# BALNEARIO DE NAPLO



## RONINN (May 26, 2007)

FOTOS FLICKR


----------



## pierejean (Jan 27, 2007)

Bonito.....cual s la jato d la gise!?


----------



## Germinal (Nov 5, 2006)

Naplo es bacan. Lo unico malo es que esta demasiado cerca a la contaminada Pucusana.
Ojala que los ministros Brack y Conterno hagan algo para remediar la tremenda contaminacion provocada por los pescadores en las playas de la zona.


----------



## skyperu34 (May 25, 2003)

Que bonitas vistas. La tercera y cuarta fotos trasladan imaginariamente hacia el lugar a quien las mire. Me gustaria ver tomas con cielo totalmente despejado...


----------



## J Block (Feb 16, 2004)

Naplo en sí es bonito pero personalmente no me comparía una casa de playa en ese balneario por su cercanía al resto de Pucusana y a las zonas no tan agradables.


----------



## sebvill (Apr 13, 2005)

Pero para entrar a Naplo tienes que pasar por el pueblo de Pucusana?? Las únicas veces que he ido fue en yate desde Santa María una vez y desde Pelícanos otra. Donde si no me compraría casa nunca sería en la Isla de Pucusana. No es muy bonito y ahí sí estás al frente del pueblo. Conozco gente fichasa como los Onrubia y los Canessa que van a Pucusana y no entiendo en verdad.

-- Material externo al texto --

PR #3996, opened 2024-06-07
Warrants pt 5: author ChainFork warrants

### LINKED ISSUE #3470: Be able to warrant for forking
https://chat.holochain.org/holo/pl/pnb8w5fgxtyx3kzaom63h1ojxc

Use case: HoloFuel app cannot detect chain forking / double-spends in validation code because  it can only use hash-bounded must_gets on agent chain data, and both forks will look valid from the perspective of either double-spent transaction. For HoloFuel to make its integrity guarantees, we have to be able to warrant for forking.

maackle:
### Summary

Authorities detect forks during validation and author warrants

Closes #3470 

### TODO:


neonphog (approved):
nice, lgtm

crates/holochain/src/core/workflow/sys_validation_workflow.rs
```diff
@@ -1368,6 +1390,50 @@ pub async fn make_warrant_op_inner(
...
+pub fn detect_fork(
+    txn: &mut Transaction<'_>,
+    action: &Action,
+) -> StateQueryResult<Option<(ActionHash, Signature)>> {
+    let mut statement = txn.prepare(ACTION_HASH_BY_PREV)?;
+    statement
+        .query_row(
+            named_params! {
+                ":prev_hash": action.prev_action(),
+                ":author": action.author()
```
jost-s, line 1422: Will this have to be updated with key updates, so that I cannot rotate my key and then create a fork?

crates/holochain/src/core/workflow/sys_validation_workflow/tests.rs
```diff
@@ -113,6 +114,88 @@ async fn sys_validation_produces_warrants() {
...
+    //- Trigger sys validation
+    conductors[1]
+        .get_cell_triggers(bob.cell_id())
+        .await
+        .unwrap()
+        .sys_validation
+        .trigger(&"test");
+
+    //- Check that bob authored a chain fork warrant
+    crate::wait_for_1m!(
```
jost-s, line 177: It'd be better to have a loop making this query, regarding flakiness and test performance. It's actually used more and more, so you could also introduce a function that takes a query to execute and a frequency or something like that.

jost-s (changes requested):

crates/holochain/src/core/workflow/sys_validation_workflow/tests.rs
maackle: This mis-named macro does operate using a loop https://github.com/holochain/holochain/blob/8e521558086fed83660876deaa4995f8a7872d09/crates/holochain/src/test_utils/wait_for.rs#L4-L32

jost-s: Cool

crates/holochain/src/core/workflow/sys_validation_workflow.rs
jost-s: This was phrased wrongly, I mean can I rotate my key and then create a fork and it will not be noticed because the query looks for the new agent and the other actions were written with the previous agent?

jost-s (approved):

crates/holochain/src/core/workflow/sys_validation_workflow.rs
maackle: Egad, you're right! The query has to have a conditional, where if it's an Update action, it checks the updated key rather than the author, because the Update will be authored by the old author.

maackle: @jost-s could you review my handling of this? https://github.com/holochain/holochain/pull/3996/commits/98585c8e30e7de401647f80d73a1cea24d328432

crates/holochain/src/core/workflow/sys_validation_workflow.rs
```diff
@@ -1390,3 +1456,85 @@ impl Default for OutcomeSummary {
...
+        sign_action(a3).await,
+    ];
+
+    let db = test_authored_db();
+    db.test_write(move |mut txn| {
+        for a in chain {
+            insert_action(&mut txn, &a).unwrap();
+        }
+
+        assert!(detect_fork(&mut txn, &a4).unwrap().is_none());
```
jost-s, line 1532: This is not a fork, because the author is author 2 as expected and there's no action with the same previous action. Understood.

crates/holochain/src/core/workflow/sys_validation_workflow.rs
```diff
@@ -1390,3 +1456,85 @@ impl Default for OutcomeSummary {
...
+        assert_eq!(detect_fork(&mut txn, &a1_fork).unwrap().unwrap().0, a1_hash);
```
jost-s, line 1533: This is a fork, because even though the author is author 1 as expected, an action with the same previous action already exists. Understood. On a sidenote, the same should happen if a1_fork = a1.clone() without changing the entry hash.

crates/holochain/src/core/workflow/sys_validation_workflow.rs
```diff
@@ -1390,3 +1456,85 @@ impl Default for OutcomeSummary {
...
+        assert_eq!(detect_fork(&mut txn, &a3_fork).unwrap().unwrap().0, a3_hash);
```
jost-s, line 1534: This is a fork for the same reason as the previous assertion.

crates/holochain/src/core/workflow/sys_validation_workflow.rs
```diff
@@ -1390,3 +1456,85 @@ impl Default for OutcomeSummary {
...
+        assert!(detect_fork(&mut txn, &a3_fork_author1).unwrap().is_none());
```
jost-s, line 1535: This is not a fork, because the author is a different one than the expected author 2. It is a previous agent key though, should that not be detected?

crates/holochain/src/core/workflow/sys_validation_workflow.rs
```diff
@@ -1390,3 +1456,85 @@ impl Default for OutcomeSummary {
...
+        assert!(detect_fork(&mut txn, &a3_fork_other_author)
```
jost-s, line 1536: This is also not a fork for the same reason as the previous assertion. I agree this should not be detected.

crates/holochain_sqlite/src/sql/cell/action_hash_by_prev.sql
```diff
@@ -0,0 +1,19 @@
+SELECT
+  hash,
+  blob
+FROM
+  Action
+WHERE
+  prev_hash = :prev_hash
+  AND CASE
+    WHEN -- When this is an Update action for an Agent key...
+    entry_type = :entry_type_agent THEN -- ...the prev action's author will be different from the following action's author,
```
jost-s, line 10: It seems this is not hooked up yet as I don't see `:entry_type_hash` as a parameter yet.

Anyhow, what I meant is actually something else. Not the updates of agent keys, but catering for any action after an agent key has been updated. Say I have `agent_key_1` and create some entries, then update my key to `agent_key_2` and create another few entries. To pass sys validation, `detect_fork` needs to check for the new agent key after the key rotation.

But thinking about all this, it seems to me like it's enough to check in the SQL for an action that has the same previous hash than the action under validation. Source chains don't have multiple authors any more (except for key rotation, but that must be handled in Rust and not SQL) and with capabilities you're writing to the chain under the author's key.

jost-s (changes requested):

crates/holochain_sqlite/src/sql/cell/action_hash_by_prev.sql
maackle: Wow, it's confusing that I wrote a detailed test that tests what I wanted, which still passes even when this query wasn't fully hooked up. I implemented it so wrong that it's right.

Yes, my mistake in writing this query is that I meant to check that the previous action is an Update, not the fork candidate. So I'm going to rewrite this now.

crates/holochain/src/core/workflow/sys_validation_workflow.rs
maackle: Well, it's invalid because the agent is outdated. I figure that fork warrants should only be issued for otherwise valid actions, but this case would be invalid for a different reason.

crates/holochain/src/core/workflow/sys_validation_workflow.rs
```diff
@@ -1390,3 +1456,85 @@ impl Default for OutcomeSummary {
         OutcomeSummary::new()
     }
 }
+
+/// Test the detect_fork function against different situations,
+/// especially the case where a fork happens after an Update Agent action,
+/// where the authorship changes
+#[tokio::test(flavor = "multi_thread")]
```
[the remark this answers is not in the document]
jost-s: Lovely comments!

jost-s (approved):
Awesome

crates/holochain/src/core/workflow/sys_validation_workflow.rs
```diff
@@ -742,6 +775,7 @@ async fn validate_warrant_op(
     _dna_def: &DnaDefHashed,
     validation_dependencies: Arc<Mutex<ValidationDependencies>>,
 ) -> SysValidationResult<()> {
+    dbg!(&op);
```
ThetaSinner, line 778: Prefer traces which I can turn on and off by module when debugging

crates/holochain/src/core/workflow/sys_validation_workflow.rs
```diff
@@ -1390,3 +1478,118 @@ impl Default for OutcomeSummary {
         OutcomeSummary::new()
     }
 }
+
+/// Test the detect_fork function against different situations,
+/// especially the case where a fork happens after an Update Agent action,
+/// where the authorship changes
+#[tokio::test(flavor = "multi_thread")]
+async fn test_detect_fork() {
```
ThetaSinner, line 1486: Is this test inside a `cfg(test)`? There are a bunch of test modules under sys validation, maybe this belongs in one of those, or maybe a new one?

ThetaSinner (approved):

crates/holochain/src/core/workflow/sys_validation_workflow.rs
maackle: Any use of `#[test]` including `#[tokio::test]` is already `cfg(test)`. We do have a pattern of putting tests inside their own module though so I will do that. I put it here because it's a unit test of a function defined in this module and I think tests should be as close to what they're testing as possible. Maybe others have other ideas of how we should organize our tests, and I would love to have that conversation, because I feel our tests are quite disorganized.

PR #4002, opened 2024-06-11
Add network dump to hc sandbox calls

ThetaSinner:
### Summary

Minor thing, was just wanting to have a quick look at this information and noticed that these admin options hadn't been added to the sandbox

### TODO:

### DIFF
--- a/crates/hc_sandbox/src/calls.rs
+++ b/crates/hc_sandbox/src/calls.rs
@@ -390,12 +390,12 @@ async fn call_inner(cmd: &mut CmdRunner, call: AdminRequestCli) -> anyhow::Resul
         AdminRequestCli::DumpNetworkMetrics(args) => {
             let metrics = dump_network_metrics(cmd, args).await?;
             // Print without other text so it can be piped
-            print!("{}", metrics);
+            println!("{}", metrics);
         }
         AdminRequestCli::DumpNetworkStats => {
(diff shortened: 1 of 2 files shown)


crates/hc_sandbox/src/calls.rs
```diff
@@ -377,6 +387,16 @@ async fn call_inner(cmd: &mut CmdRunner, call: AdminRequestCli) -> anyhow::Resul
             let state = dump_conductor_state(cmd).await?;
             msg!("DUMP CONDUCTOR STATE \n{}", state);
         }
+        AdminRequestCli::DumpNetworkMetrics(args) => {
+            let metrics = dump_network_metrics(cmd, args).await?;
+            // Print without other text so it can be piped
+            print!("{}", metrics);
```
neonphog, line 393: Feels like it still might be good to have a newline on the end. Otherwise you might have to flush the pipe if the terminal is not in immediate mode, right?

neonphog (approved):
Other than the question about a newline, look good to me.

crates/hc_sandbox/src/calls.rs
ThetaSinner: Not sure, it seems to flush before the program ends but maybe I shouldn't be relying on that. Switched the `print` to a `println` :)

jost-s (approved):

PR #4004, opened 2024-06-11
ensure directory created for wasm module cache

neonphog:
@jost-s - I decided to fix this on the holochain side so that we only have to check the directory once, while if I had fixed this in the wasm cache it would have had to check each time it was about to cache something.


jost-s (approved):
Sweet! I prefer placing the solution here in favor of wasmer too.

I think the test is good enough. You could compute the wasm hash and check for that exact file name, but then it's somewhat checking implementation details.

Ah, but you could add an assertion before the zome call to make sure the directory is empty.

crates/holochain/tests/tests/regression/mod.rs
```diff
@@ -2,6 +2,39 @@ use holo_hash::ActionHash;
...
+    let _created: ActionHash = conductor
+        .call(
+            &cell.zome(TestWasm::Crd.coordinator_zome_name()),
+            "create",
+            (),
+        )
+        .await;
+
+    let mut cache_dir = conductor.db_path().to_owned();
+    cache_dir.push("wasm-cache");
```
ThetaSinner, line 31: Public const above and use here?

ThetaSinner (approved):

crates/holochain/tests/tests/regression/mod.rs
neonphog: done: https://github.com/holochain/holochain/pull/4004/commits/c94447cd5781be7212595a64ac06d9da1e37acc5

neonphog:
> Ah, but you could add an assertion before the zome call to make sure the directory is empty.

done: https://github.com/holochain/holochain/pull/4004/commits/c94447cd5781be7212595a64ac06d9da1e37acc5

PR #4010, opened 2024-06-13
Use resilient database sync strategy

ThetaSinner:
### TODO:

### DIFF
--- a/crates/holochain_conductor_api/src/config/conductor.rs
+++ b/crates/holochain_conductor_api/src/config/conductor.rs
@@ -397,7 +397,7 @@ mod tests {
                     connection_url: url2::url2!("unix:///var/run/lair-keystore/socket?k=EcRDnP3xDIZ9Rk_1E-egPE0mGZi5CcszeRxVkb2QXXQ"),
                 },
                 admin_interfaces: None,
-                db_sync_strategy: DbSyncStrategy::Fast,
+                db_sync_strategy: DbSyncStrategy::Resilient,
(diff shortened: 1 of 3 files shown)


neonphog:
The initial CI of this:
- ubuntu-latest: 22m
- macos-latest: 19m
- macos-13: 48m
- windows-latest: 54m

I'm going to hit "update branch" so we can get another data point, and I'll look through some more recent CI runs, but just on first impression this seems reasonable like it didn't change the timings that much.

neonphog:
[most recent develop](https://github.com/holochain/holochain/actions/runs/9500511756)
- ubuntu-latest: 20m
- macos-latest: 16m
- macos-13: 59m
- windows-latest: 51m

neonphog:
Unfortunately I can't find any specific tests that generate a lot of database fixture data. I'm not sure CI run time is a great proxy for database performance if all the tests hardly use the database at all. We might just have to merge this and see what the performance is like in the real world.

neonphog (approved):
I guess I'm going to approve this and hope we can get some awesome charts out of our performance efforts that show things slowing down as the databases fill up so we can know the queries at which we should direct our attentions : )

ThetaSinner:
Yeah I think this would be a reasonable thing to just performance test. We can do it quickly by changing conductor config to override the default and see how the behavior changes. We seem to have had a fair few corruptions over the last couple of months though. I think it'd be good to reduce those even if it sightly impacts performance.

PR #4020, opened 2024-06-17
Refactor Warrant to include author and timestamp

maackle:
### Summary

Unfortunately I had to do some refactoring before proceeding with sticky warrants. I realized the definition of Warrant was too thin, and need to contain the author and timestamp as well. This PR basically moves those data out of WarrantOp and into Warrant. WarrantOp just becomes a wrapper around SignedWarrant. This simplifies things, because Warrant is now more fully like an Action, and can fully populate its own database table row and doesn't need data from one of its Ops to be included (which is the original reason I had to do this refactor), and also simplifies signing, which previously required including bundling the Timestamp with the Warrant before signing.

The part which was previously called Warrant is now called WarrantProof, which omits timestamp and author.

### TODO:

### DIFF
--- a/crates/holochain_state/Cargo.toml
+++ b/crates/holochain_state/Cargo.toml
@@ -1,6 +1,6 @@
 [package]
 name = "holochain_state"
-version = "0.4.0-dev.8"
+version = "0.4.0-dev.9"
 description = "Holochain persisted state datatypes and functions"
 license = "Apache-2.0"
 homepage = "https://github.com/holochain/holochain"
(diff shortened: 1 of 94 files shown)


crates/holochain_state/Cargo.toml
```diff
@@ -57,11 +57,14 @@ holochain_state = { path = ".", features = ["test_utils"] }
 anyhow = "1.0"
 arbitrary = "1.0"
 fixt = { path = "../fixt" }
+kitsune_p2p_timestamp = { version = "^0.4.0-dev.2", path = "../kitsune_p2p/timestamp", features = [
+  "full",
```
jost-s, line 61: the timestamp has "features"!

crates/holochain_zome_types/src/warrant.rs
```diff
@@ -7,17 +7,52 @@ use kitsune_p2p_timestamp::Timestamp;
...
-pub enum Warrant {
-    /// Signifies evidence of a breach of chain integrity
-    ChainIntegrity(ChainIntegrityWarrant),
+pub struct Warrant {
+    /// The warrant data
+    #[deref]
+    pub proof: WarrantProof,
+    /// The author of the warrant
+    pub author: AgentPubKey,
+    /// time when the warrant was issued
```
jost-s, line 33:
```suggestion
    /// Time when the warrant was issued
```

crates/holochain_zome_types/src/warrant.rs
```diff
@@ -7,17 +7,52 @@ use kitsune_p2p_timestamp::Timestamp;
 
 use crate::signature::Signed;
 
-/// Placeholder for warrant type
+/// A "sticky" warrant with author
```
jost-s, line 10: Please explain what "sticky" means

jost-s (approved):

crates/holochain_state/Cargo.toml
ThetaSinner: Off the top of my head, that helps the type be used in wasm by excluding code that can't run in a wasm environment. Couldn't tell you what the other features are for without looking :)

crates/holochain_types/src/warrant.rs
```diff
@@ -17,60 +15,42 @@ use crate::dht_op::DhtOpUniqueForm;
...
-            Warrant::ChainIntegrity(_) => WarrantOpType::ChainIntegrityWarrant,
+        match self.proof {
+            WarrantProof::ChainIntegrity(_) => WarrantOpType::ChainIntegrityWarrant,
         }
     }
 
-    /// Convert the WarrantOp into a SignedWarrant
-    pub fn into_signed_warrant(self) -> SignedWarrant {
-        Signed::new((self.warrant, self.timestamp).into(), self.signature)
+    /// Sign the warrant for use as an Op
```
ThetaSinner, line 35: Doc comment seems to need updating?

ThetaSinner, line 35:
```suggestion
    /// Sign the warrant for use as a WarrantOp
```

The name of this function confuses me a little. I think it means 'I've constructed the warrant and I'm ready to author it' but from elsewhere it looks like a getter to retrieve the `author` from the warrant op. A more descriptive name might help here?

ThetaSinner (approved):

PR #4033, opened 2024-06-20
Sticky warrants

maackle:
### Summary

- Authorities respond with warrants if requested data is invalid
- Store warrants in the cache when receiving from authority

This could use a lot more tests, but this tests the basics, that get_agent_activity returns valid warrants if in the DHT DB, and and must_get_agent_activity returns nothing if there is a warrant (TODO: actually test this directly!)

Any other valuable tests you can think of that don't require exploring the entire space of possibilities?

### TODO:
- [ ] Make sure we check DB for sticky warrants when doing subsequent gets? (you can be your own authority in this regard)
- [ ] Test everything


crates/holochain/src/core/ribosome/host_fn/must_get_agent_activity.rs
```diff
@@ -57,6 +57,11 @@ pub fn must_get_agent_activity(
 
                 let result: Result<_, RuntimeError> = match (result, &call_context.host_context) {
                     (Activity(activity), _) => Ok(activity),
+                    (Warrants(_), _) => {
+                        // TODO: we probably want to handle this differently
```
maackle, line 61: i.e., return the warrant instead of nothing, but that would be a breaking api change

maackle: Maybe this is exactly right though. Because must_get_agent_activity needs to be deterministic, and warrants can be different, but all should result in no valid data being returned.

crates/holochain/src/core/workflow/app_validation_workflow.rs
```diff
@@ -393,6 +396,16 @@ async fn app_validation_workflow_inner(
         }
     }
 
+    // "self-publish" warrants
```
jost-s, line 399: Are warrants supposed to be published like chain ops? If that is so, this doesn't trigger the publish workflow.

jost-s (commented):
The `must_get_agent_activity` test as you say comes to mind first. If warrants are to be gossiped, an end-to-end test checking that is another one.

crates/holochain/src/core/workflow/app_validation_workflow.rs
maackle: They are supposed to, yes. When I say "self-publish" I mean "'publish' to myself" -- get them into my DHT table as if they were published to me.

As for publishing to others, that always happens with the authored table as the source.

crates/holochain/src/core/ribosome/host_fn/must_get_agent_activity.rs
maackle: > Yesterday you said that in one moment there can be no warrants and in the next there can be some. What is the difference to other agent activity?

must_get_agent_activity queries are always hash-bounded, so even if the activity grows, the growth will be beyond the bounds of any particular query. Not so for warrants, which can show up for any hash range at any time.

jost-s: Right, but will it be deterministic in the sense that when two agents run the same hash bounded must_get_agent_activity query, they'll get the same warrants?

crates/holochain/src/core/workflow/app_validation_workflow.rs
jost-s: > As for publishing to others, that always happens with the authored table as the source.

Where does that happen?

crates/holochain/src/core/ribosome/host_fn/must_get_agent_activity.rs
maackle: Nope -- race conditions and network conditions like partitions could lead to different results at different times, which is not the case for the actions themselves

crates/holochain/src/core/workflow/app_validation_workflow.rs
maackle: https://github.com/holochain/holochain/blob/6bc52eb593822fa4ec7f10026550f9f895e135cd/crates/holochain/src/core/workflow/app_validation_workflow.rs#L196-L198

jost-s: But where is sys validation or app validation triggered?

maackle: Of the warrants themselves? When they are processed as incoming DhtOps https://github.com/holochain/holochain/blob/fb45cd3653ec2b36e2798ea2216988c4b5202487/crates/holochain/src/core/workflow/incoming_dht_ops_workflow.rs#L194-L198

jost-s: That will only happen when some other incoming ops after the warrants trigger this, right? It's not explicitly triggered for warrants AFAICT.

maackle: `WarrantOp`s are `DhtOp`s, so they are "incoming" in exactly the same sense as `ChainOp`s (which were previously named "`DhtOp`")

crates/holochain/src/core/workflow/incoming_dht_ops_workflow/tests.rs
```diff
@@ -164,7 +164,7 @@ async fn verify_ops_present(env: DbWrite<DbKindDht>, hash_list: Vec<DhtOpHash>,
                 .query_row(
                     "
                 SELECT EXISTS(
-                    SELECT 1 FROM DhtOP
+                    SELECT 1 FROM DhtOp
```
neonphog, line 167: huh. : )

neonphog (approved):
I don't know what would be correct to do about the must_get_* return warrants or not, but other than that question, this looks good to me.

crates/holochain/src/core/workflow/sys_validation_workflow.rs
```diff
@@ -1436,22 +1455,33 @@ pub fn detect_fork(
...
-                let action_blob: Vec<u8> = row.get("blob")?;
-                Ok((hash, action_blob))
+            |row| match row.get("hash") {
+                Ok(hash) => {
+                    let action_blob: Vec<u8> = row.get("blob")?;
+                    Ok(Some((hash, action_blob)))
+                }
+                Err(err) => match row.get::<_, WarrantHash>("hash") {
+                    Ok(_) => Ok(None),
+                    Err(_) => Err(err),
```
ThetaSinner, line 1471: I wonder if this is worth a code comment, took me a minute to decipher. So if we fail to read an action hash, then assume it's a warrant hash. If that fails then return the error for reading an action hash?

Either a comment, or maybe a custom error message in that case to say that it's not recognised as either of the expected hash types?

crates/holochain/src/core/workflow/sys_validation_workflow/tests.rs
```diff
@@ -131,14 +131,15 @@ async fn sys_validation_produces_forked_chain_warrant() {
     let record = records.unwrap();
     let (action, _) = record.into_inner();
     let mut action = action.into_inner().0.into_content();
-    let entry = Entry::App(::fixt::fixt!(AppEntryBytes));
+    let entry = Entry::App(AppEntryBytes(UnsafeBytes::from(vec![11; 11]).into()));
```
ThetaSinner, line 134: What's the reason to not use fixt here? Was it making the test flaky or was it just unnecessary?

crates/holochain_cascade/tests/tests/get_activity.rs
```diff
@@ -61,18 +62,142 @@ async fn get_activity() {
...
+
+    let r2 = cascade
+        .get_agent_activity(td.agent.clone(), ChainQueryFilter::new(), options)
+        .await
+        .unwrap();
+
+    expected.warrants = vec![warrant.into_warrant()];
+
+    assert_eq!(r2, expected);
+}
```
ThetaSinner, line 165: Nice test! Comments explaining the highlights are appreciated, they make it much easier to follow the test logic :)

ThetaSinner (approved):
Should there be a multi-conductor sweettest covering this? I think the unit testing looks about right here but it'd be good to see a test where the database manipulation is only done by the agent creating bad data and the observe the behavior on the other conductor(s)

ThetaSinner:
Oh, and changelog entries please!

crates/holochain/src/core/workflow/app_validation_workflow.rs
jost-s: Yes, what I'm referring to is, if after creating a warrant it is supposed to be published, that it is not happening until some unrelated incoming op triggers the workflows.

jost-s (approved):
~~If it's not a requirement that warrants be published, then I approve. Otherwise publishing needs to be triggered.~~

Warrants are published as I understood eventually.

crates/holochain/src/core/workflow/app_validation_workflow.rs
maackle: Hmm, you were asking about where sys validation gets triggered, which I showed you above. Earlier you asked about where publishing gets triggered (after creating a warrant), which I also showed, and which I think answers your most recent question: https://github.com/holochain/holochain/pull/4033#discussion_r1662976374

Is there a spot I'm missing?

jost-s: No, my question's answered. Warrants are created in app validation and publish is triggered from there.

maackle: Yes. Warrants are also created in sys validation, and publish is also triggered from there

maackle:
We need to have a conversation about correct behavior before merging this

crates/holochain/src/core/workflow/sys_validation_workflow/tests.rs
maackle: Yes, this made! the test flaky, because this fixt will use `()` as the data with high probability, which is the same as the other data being created, leading to no fork. Good to remember that fixturators are arbitrary but not random.

crates/holochain/src/core/ribosome/host_fn/must_get_agent_activity.rs
```diff
@@ -56,12 +56,7 @@ pub fn must_get_agent_activity(
                 use MustGetAgentActivityResponse::*;
 
                 let result: Result<_, RuntimeError> = match (result, &call_context.host_context) {
-                    (Activity(activity), _) => Ok(activity),
-                    (Warrants(_), _) => {
-                        // TODO: we probably want to handle this differently
-                        tracing::warn!("must_get_agent_activity encountered Warrants. Returning empty activity.");
-                        Ok(vec![])
-                    }
+                    (Activity {activity, warrants: _}, _) => Ok(activity),
```
ThetaSinner, line 59: Does `warrants` need to be bound if it isn't used? Just `..`?

crates/holochain_types/src/chain.rs
```diff
@@ -163,15 +163,29 @@ pub enum Sequences {
 /// Response to a `must_get_agent_activity` call.
 pub enum MustGetAgentActivityResponse {
     /// The activity was found.
-    Activity(Vec<RegisterAgentActivity>),
+    Activity {
+        /// The actions performed by the agent.
+        activity: Vec<RegisterAgentActivity>,
+        /// Any warrants issued to the agent for this activity.
+        warrants: Vec<WarrantOp>,
```
ThetaSinner, line 170: How do I use this in a deterministic way? I think that's a question we ought to be able to answer before handing this to devs (or Holo).

I understand leaving ops in limbo once we know about warrants so they just never resolve. But I can't mark the op I'm validating as invalid because a warrant has shown up right? At least that's what I'd understood from the conversations about this, because other nodes might see the warrant at a different time.

crates/holochain/src/core/ribosome/host_fn/must_get_agent_activity.rs
maackle: Good point, it should be used!

crates/holochain_types/src/chain.rs
maackle: This is not the final return type of the must_get_agent_activity call, this is an intermediate value, and the warrants get peeled off before the actions are returned. Though your comment made me realize that when I peeled off the warrants, I wasn't doing anything with them, which is now no longer the case.

crates/holochain_types/src/chain.rs
```diff
@@ -180,26 +194,41 @@ pub enum MustGetAgentActivityResponse {
 #[derive(Debug, Clone, PartialEq, Eq)]
 pub enum BoundedMustGetAgentActivityResponse {
     /// The activity was found.
-    Activity(Vec<RegisterAgentActivity>, ChainFilterRange),
+    Activity {
```
jost-s, line 197: I gotta ask, if warrants are not deterministic, how can they be included in this `must_get` call?

crates/holochain/src/core/ribosome/host_fn/must_get_agent_activity.rs
```diff
@@ -56,7 +57,16 @@ pub fn must_get_agent_activity(
                 use MustGetAgentActivityResponse::*;
 
                 let result: Result<_, RuntimeError> = match (result, &call_context.host_context) {
-                    (Activity {activity, warrants: _}, _) => Ok(activity),
+                    (Activity {activity, warrants}, _) => {
+                        if let Some(db) = cascade.cache() {
```
jost-s, line 61: Check first if `warrants.is_empty()`?

crates/holochain_types/src/chain.rs
maackle: Similar to the above, this is not the actual return value of any must_get call. The warrants are peeled off before the activity is returned.

ThetaSinner (approved):

PR #4039, opened 2024-06-25
Use latest Nix version in the setup script

### LINKED ISSUE #4035: Update Nix version installed by the setup script
People are starting to have trouble with this -> https://github.com/holochain/holochain/blob/holochain.github.io/setup.sh#L7

We should move everybody up to the latest version of Nix. I can confirm that it works fine with the scaffolding and my configuration but we might need to tweak how we configure Nix on people's systems.

ThetaSinner:
### Summary

Closes #4035

Script uses `curl` to fetch Nix. Not available by default on Ubuntu! Use `wget` instead which is pretty much universally available?

### TODO:

### DIFF
--- a/.github/workflows/test-holonix-setup.yml
+++ b/.github/workflows/test-holonix-setup.yml
@@ -69,7 +69,7 @@ jobs:
           # TODO replace with nix-cache-check
           function do_nix_build {
             nix build -L --refresh -j0 \
-              --override-input versions "github:holochain/holochain?dir=versions/0_1" \
+              --override-input versions "github:holochain/holochain?dir=versions/0_3" \
               github:holochain/holochain#devShells.${nix_system}.holonix
           }
 
--- a/setup.sh
+++ b/setup.sh
@@ -2,9 +2,7 @@
 
 set -e
 
-# bump this to the most recent version when the following bugs have been resolved
-# - https://github.com/NixOS/nix/issues/7984
-export NIX_INSTALLER_URL=${NIX_INSTALLER_URL:-https://releases.nixos.org/nix/nix-2.17.0/install}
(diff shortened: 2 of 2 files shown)


setup.sh
```diff
@@ -2,9 +2,7 @@
 
 set -e
 
-# bump this to the most recent version when the following bugs have been resolved
-# - https://github.com/NixOS/nix/issues/7984
```
ThetaSinner, line 6: Bug was fixed in March 2023...

ThetaSinner:
I ran this through on a Ubuntu VM. Certainly works to get started. I've been running v2.21 for a while and upgraded to v2.23 a couple of days ago. No issues noticed.

.github/workflows/test-holonix-setup.yml
```diff
@@ -69,7 +69,7 @@ jobs:
           # TODO replace with nix-cache-check
           function do_nix_build {
             nix build -L --refresh -j0 \
-              --override-input versions "github:holochain/holochain?dir=versions/0_1" \
+              --override-input versions "github:holochain/holochain?dir=versions/0_3" \
```
ThetaSinner, line 72: `0_1` is no longer cached, not such a good test any more :)

jost-s:
> Script uses curl to fetch Nix. Not available by default on Ubuntu! Use wget instead which is pretty much universally available?

`wget` is not available on macos by default =(

jost-s (approved):

ThetaSinner:
> wget is not available on macos by default =(

Haha, of course it isn't. There really needs to be one CLI tool for doing HTTP requests that vendors agree to package. It would help a great deal! :)

jost-s:
Yes, it should be part of POSIX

Las fotos están muy buenas Ronnin, gracias.


----------



## roberto_vp (Feb 8, 2008)

Bueno, al menos Naplo en sí, es muy bonito.


----------



## Inkandrew9 (Jul 11, 2007)

Buenas fotos, espero que muestres mas. Salu2


----------



## W!CKED (Apr 3, 2006)

Que bonita esa jato blanca.


----------



## Marvey21 (Dec 25, 2005)

Que bonito lugar, me gusta. Creo que Gisela tiene su casa allí, no?


----------



## El Bajopontino (Feb 17, 2005)

No conozco, y se ve bonito.


----------



## Lia_01 (Mar 4, 2007)

Naplo a mi ni fu ni fa. Hay bonitas casas, pero es como que le falta algo.


----------



## Cazafantasias (Nov 4, 2007)

pierejean said:


> Bonito.....cual s la jato d la gise!?


¿Y la jato de Alan? :lol:


----------



## Lia_01 (Mar 4, 2007)

Cazafantasias said:


> ¿Y la jato de Alan? :lol:




La jato de Alan, también tenía su casa ahí el presidente difunto Belaúnde, Gise, y ahora TULA!!!


----------



## ENRIQUE DANIEL (Jan 6, 2005)

NUNCA TUVE LA OPORTUNIDAD DE CONOCER NAPLOKE PIÑA PERO, ALGÚN DÍA LO HARÉ.


----------